É uma postura que não deixará imune a
política latino-americana - do novo ícone da esquerda no continente, Gabriel
Boric, presidente do Chile, que não abre mão da crítica à deterioração da
democracia na Venezuela, ao ex-chanceler brasileiro Celso Amorim, que citou o
país de Nicolás Maduro em suas primeiras reações ao ataque da Ucrânia pela
Rússia - “O risco de relativizar esta invasão é ter que fazer o mesmo se um dia
os Estados Unidos invadirem a Venezuela”.
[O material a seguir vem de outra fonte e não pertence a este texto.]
PR #307, opened 2019-10-01
refactor(spaces): updated state to reducer hooks

GoPro16:
Removes 3 `useState` calls for one reducer that can handle all the scenarios.

### DIFF
--- a/packages/spaces/src/Spaces.js
+++ b/packages/spaces/src/Spaces.js
@@ -1,9 +1,4 @@
-import React, {
-  createContext,
-  useContext,
-  useMemo,
-  useReducer,
-} from 'react';
+import React, { createContext, useContext, useMemo, useReducer } from 'react';
 import PropTypes from 'prop-types';
 import { avSlotMachineApi } from '@availity/api-axios';
 import { useEffectAsync } from '@availity/hooks';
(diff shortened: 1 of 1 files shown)


packages/spaces/src/Spaces.js
```diff
@@ -56,6 +56,31 @@ export const sanitizeSpaces = spaces => {
...
+    loading: false,
+    error,
+  }),
+  LOADING: (state, { loading }) => ({
+    ...state,
+    loading: loading !== undefined ? loading : !state.loading,
+  }),
+};
+
+const spacesReducer = (state, action) => actions[action.type](state, action);
```
jordan-a-young, line 82: The only thing I can think of to be cognizant of is what will happen if `actions[action.type] === undefined`.

GoPro16: 🤷‍♂  In this case we are safe but yeah I think if it was an app built using the state reducer there would need to be an undefined check.

jordan-a-young: That's what I was thinking as well.

nylon22, line 82: would there be value in exporting this?

PR #308, opened 2019-10-01
fix(form): uses inputid attribute or generates uuid #303

### LINKED ISSUE #303: `Field` label not connected to input
### Current Behavior

`Field` is not accessible. Clicking the label does not add focus to the input.

### Expected behavior

Clicking the label generated by `Field` should give the input generated by `Field` focus.

### Reproducible example

https://availity.github.io/availity-react/form/components/field/

### Suggested solution(s)

Currently, the label's `for` attribute is set to the input's `name`. This is not how HTML works. The `for` attribute _must_ match the associated input's `id`.
Previously, `AvField` would use the `name` as the `id` if no `id` was provided. I believe a similar solution should be implemented to make the generated IDs more predictable (which is better for e2e testing tools) (or generate and cache uuid to use).

### Additional context

https://www.w3.org/WAI/tutorials/forms/labels/#associating-labels-explicitly
https://developer.mozilla.org/en-US/docs/Web/HTML/Element/label#Attributes

### Your environment

Doesn't matter.

agawish:
# What I did

- Created a local variable `inputId` from `attributes.inputId` and set it to `uuid` when it is not sat and a label is present
- Created 3 unit tests to check for the different scenarios when `inputId` exists or not and whether a label exists or not

# How I did it

1. Checked the logic for `AvSelectField` and saw that it uses `inputId` from the attributes so I followed on the same footpath
2. Followed the logic of unit tests to create my unit tests
3. `yarn test`
4. `yarn start:docs` for good measures!

# How to verify it

1. Check the unit tests in `Field.test.js`:
 - `should generate generated uuid when id is not provided`
 - `label for attribute should point to field id attribute`
 - `should generate uuid even when label is not added`
2. Run `yarn start:docs` for good measures

# A picture of a cute animal
dog-3029701_640

Fixes #303

### DIFF
--- a/packages/form/src/Field.js
+++ b/packages/form/src/Field.js
@@ -1,6 +1,7 @@
 import React from 'react';
 import PropTypes from 'prop-types';
 import { Input as RsInput, Label, FormText, Col } from 'reactstrap';
+import { v4 as uuid } from 'uuid';
 import Feedback from './Feedback';
 import FormGroup from './FormGroup';
 import Input from './Input';
@@ -23,6 +24,7 @@ const Field = ({
   ...attributes
 }) => {
   let row = false;
+  let { inputId } = attributes;
   const col = {};
   const labelCol = {};
 
@@ -37,9 +39,14 @@ const Field = ({
     });
   }
 
+  if (label && !inputId) {
+    inputId = uuid();
+  }
+
   const input = (
     <Input
       name={id}
+      id={inputId}
       className={inputClass}
       size={size}
       disabled={disabled}
@@ -71,7 +78,7 @@ const Field = ({
       {check && inputRow}
       {label && (
         <Label
-          for={id}
+          for={inputId}
           className={labelClass}
           hidden={labelHidden}
           size={size}
--- a/packages/form/src/Field.js
+++ b/packages/form/src/Field.js
@@ -1,7 +1,7 @@
 import React from 'react';
 import PropTypes from 'prop-types';
 import { Input as RsInput, Label, FormText, Col } from 'reactstrap';
-import { v4 as uuid } from 'uuid';
+import uuid from 'uuid/v4';
 import Feedback from './Feedback';
 import FormGroup from './FormGroup';
 import Input from './Input';
@@ -24,7 +24,7 @@ const Field = ({
   ...attributes
 }) => {
   let row = false;
-  let { inputId } = attributes;
+  const inputId = attributes.id || uuid();
   const col = {};
   const labelCol = {};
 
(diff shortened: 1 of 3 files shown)


nylon22 (changes requested):
i believe `uuid` s/b added as a dependency of `form` package

packages/form/src/Field.js
```diff
@@ -23,6 +24,7 @@ const Field = ({
   ...attributes
 }) => {
   let row = false;
+  let { inputId } = attributes;
```
GoPro16: I think instead of adding a new prop called `inputId` just alias or use the `attributes.id` off the field props.

Then you can declare a const that is something like the below:
`const inputId = attributes.id || uuid()`

Then make sure to set that for both the `label` and the `input` components.

GoPro16 (changes requested):

packages/form/src/Field.js
GoPro16: I believe the reason why we use `inputId` for `AvSelect` is because the `react-select` package takes in that prop and puts it on the input rather than the top level component

agawish: The reason I opted against using a `const` is that I didn't want to generate a `uuid` when label is not provided, if you're happy to generate `uuid` all the time though, I can change it!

O cerco aos representantes das comunidades
latinas começou pela imprensa. Três dias depois da viagem de González a
Caracas, o “Washington Post”, em editorial, defendeu o reatamento não apenas
com a Venezuela, mas com o Irã, cujo estremecimento foi provocado pelo embate
nuclear, e a Arábia Saudita, país contra o qual as sanções foram anunciadas já
no governo Biden depois da morte do jornalista Jamal Khashoggi. “Em tempos de
guerra, Biden terá que fazer escolhas difíceis”, disse o jornal ao concluir pela
necessidade de garantir o abastecimento de petróleo.
Venezuelano que está há mais de 30 anos no
Brasil, onde trabalha como pesquisador e professor da Universidade de São
Paulo, Rafael Villa diz que ainda é cedo para considerar suspensas as sanções.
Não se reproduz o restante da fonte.